Of course, I was personally having fun seeing corporate network phone ranges and finding those who tied their Facebook to a corporate/work number. An interestingly large amount of people did this (if anyone else is curious enough to check it out).

Aftermath/Future

Well, now it’s time to test how Facebook handles rate limits. Ironically, some of the test accounts required a phone number to validate the registration. On my initial run I was able to procure 300 results before they locked my account for 24 hours; there’s a good solid number to start testing the rate limit. I decided to take on two more tests to see if there was a faulty implementation.

The first test was to check if they locked accounts by a session value. This involved completing 200 lookups, logging out and back into the account, and then attempting another 200. I would repeat this cycle until I cleared 1000. This test, however, got the badboy (dedicated to you software cracking people out there) account locked message.

Then it was time for a timer test. I already received tester responses saying minute-sized wait periods did not seem to bypass the rate limit, so I had to expand from there. I decided an hourly scale was the best way to start. The process included completing 200 requests one hour, then 200 the next hour to see if it cycles every hour or less. If this test suceeded, then I would slowly reduce it by 10 minutes and do another 200/200 test to figure out when they cycle or for how long the counter lasts.

However, when I tried this on Wednesday at 10am CST, I had the badboy lockout message within a minute. From a short testing period, it seems they are doing HTTP header checks (mine doesn’t send typical headers like referer or useragent). A further guess is it involves the referer field and/or how the interface is now accessed. When I queried just the GET interface with a few numbers in my browser, the account got locked. I will update this post as soon as I find more details.

Conclusion

Quite honestly, I’m still not sure why an account name or Facebook id needs to be attached to a phone lookup result. It should only give an option to send a friend request by that number if it existed, like you would with an email. I do believe the rate limit has been fixed now, as of 10 AM CST on Wednesday I could only do 10-30 requests before getting the badboy account lockout. However, if this is done by referer field and my original 300 still works, then I believe the rate is still to high and harvesting is still a viable option.

You also have to give it up to the media on this one. Seriously, a couple of months of back and forth turned into a couple hours to cook up a patch as soon as the media got a hold of it.

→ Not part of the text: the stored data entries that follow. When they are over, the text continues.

PR #3042, opened 2025-01-05
Update Sass to modern syntax

thisisdano:
Description TK


css/_uswds-theme-custom-styles.scss
```diff
@@ -20,13 +16,6 @@
 // 3. Custom page styles
 // ----------------------------------------
 
-// TODO: move to uswds once finished
-$theme-site-cols-split: "tablet";
-$theme-site-cols-show: "desktop";
-$theme-grid-gap-default: "md";
-
-$site-measure: 5;
-
```
thisisdano, line 29: These are all now in variables so they can be `use`d properly

css/_uswds-theme-custom-styles.scss
```diff
@@ -112,10 +101,10 @@ abbr[title="required"] {
   $site-banner-icon-color: "blue-40v";
   $site-banner-action-color: "gray-20";
   @include typeset($site-banner-font-family);
+  background-color: color("ink");
```
thisisdano, line 104: They'll be a number of this type of change throughout, changing the order of rules to avoid splitting across nested rules...

css/_uswds-theme-custom-styles.scss
```diff
@@ -453,7 +442,6 @@ abbr[title="required"] {
 }
 
 .site-subheading {
-  @include typeset-h6;
```
thisisdano, line 456: Removed entirely, since moving to bottom caused some font issues. All it gets us is uppercasing, which I addressed in the previous PR

css/custom-styles/_card-policy.scss
```diff
@@ -1,3 +1,5 @@
+@use "uswds-core" as *;
```
thisisdano, line 1: You'll see this in all the files now...

css/custom-styles/_index.scss
thisisdano, line 1: Added an index for easier `forward`ing

css/custom-styles/_site-header.scss
```diff
@@ -41,7 +45,7 @@ $site-inner-nav-height: 6;
     }
 
     a {
-      color: color($site-ink);
+      color: color("ink");
```
thisisdano, line 48: Site ink is the same as ink

css/settings/_uswds-site-theme.scss
thisisdano, line 1: And lo! Only the settings we use! This took a bunch of diff'ing, but now we only have one small(ish) settings group instead of a bunch of redundant settings over 6 separate files

css/settings/old/_uswds-theme-color.scss
thisisdano, line 1: Moved all the old settings to a directory for reference. We can possibly just delete them now.

css/uswds-components.scss
```diff
@@ -1,9 +1,2 @@
...
-@import "./settings/uswds-theme-general";
-@import "./settings/uswds-theme-typography";
-@import "./settings/uswds-theme-spacing";
-@import "./settings/uswds-theme-color";
-@import "./settings/uswds-theme-utilities";
-@import "./settings/uswds-theme-components";
-
-@import "uswds/packages/uswds";
+@forward "settings/uswds-site-theme";
+@forward "uswds/packages/uswds";
```
thisisdano, line 2: Way simpler!

css/settings/_uswds-site-theme.scss
thisisdano: We can now reference this single file from all our entry points

package.json
```diff
@@ -43,10 +43,10 @@
     "prestart": "npx gulp build",
     "proof": "bundle exec htmlproofer --enforce-https=false --allow-missing-href=true --only_4xx --ignore-status-codes 403,429 --swap-urls 'https\\://designsystem.digital.gov/:/' --ignore-files '/whats-new/updates/(2017|2018|2019|2020|2021)/,/documentation/code-guidelines/' ./_site",
     "proof:all": "bundle exec htmlproofer --enforce-https=false --allow-missing-href=true --ignore-status-codes 0 --swap-urls 'https\\://designsystem.digital.gov/:/' --ignore-files '/whats-new/updates/(2017|2018|2019|2020|2021)/,/documentation/code-guidelines/' ./_site",
-    "serve": "npm run build:all-assets && bundle exec jekyll serve --drafts --future --incremental --livereload --host=localhost",
+    "serve": "npm run build:all-assets && bundle exec jekyll serve --drafts --future --incremental --host=localhost",
```
thisisdano, line 46: ymmv, but for me livereload just isn't worth it. I get pages and pages of `webrick` errors in the console, which is way too noisy to notice anything of value. The time saved not just hitting `command-R` is negligable

package.json
```diff
@@ -97,7 +97,7 @@
   },
   "snyk": true,
   "dependencies": {
-    "@uswds/compile": "1.2.1",
+    "@uswds/compile": "github:uswds/uswds-compile#dw-gulp-sass-update",
```
thisisdano, line 100: I'm using a feature branch here where I fixed the Sass JS API deprecation issues. We can link it to a formal compile release when that exists

thisisdano (commented):
Added code comments

css/_uswds-theme-custom-styles.scss
thisisdano: OK, to be fair, it DOES change the spacing a little between the eyebrow and the `h1`, but not enough to be an issue

mejiaj (dismissed):
LGTM, I didn't run into issues on compile or notice any regressions.

**Compile issues before/after.**
capture -Warp-2025-01-07@2x

package.json
mahoneycm: For what it's worth, I've pretty much exclusively used the local host link and not the live reload link in my time here ¯\_(ツ)_/¯

mahoneycm (dismissed):
Looks great! No perceived regressions and no build errors.

Really happy to have this update 👏

mejiaj (approved):
@thisisdano I've updated branch and resolved conflicts. This is ready for merge.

~Written by Tyler Borland of AlertLogic ACID

References

[1] http://www.geeksaresexy.net/2012/10/06/this-guy-will-never-accidentally-text-the-wrong-person-ever-again/ – FaceBook Number Trolling

[2] http://theharmonyguy.com/oldsite/2011/04/21/recent-facebook-xss-attacks-show-increasing-sophistication/ – Other mobile FaceBook attack

[3] http://suriya.me/me-and-facebook-a-cautionary-tale/ – Suriay Prakish FaceBook Report Tale

[4] http://code.google.com/p/facebook-phone-crawler/ – Concurrent FaceBook Phone Crawler Script


[5] http://www.pcworld.com/article/2011396/facebooks-phone-search-can-be-abused-to-find-peoples-numbers-researchers-say.html – Statement from Bogdan Botezatu

Comments

  1. Alert Logic Security Intelligence

    UPDATE:

    They were indeed doing simple HTTP referer and/or useragent checks. I am able to do 299 in an hour, 300 will result in a block. There are other methods that are available that still do not do any rate limiting. These methods have been privately reported.

    UPDATE 2:

    A real fix has been pushed out and you can no longer corellate a phone number to a real name. You can only send a friend request for a provided phone number now.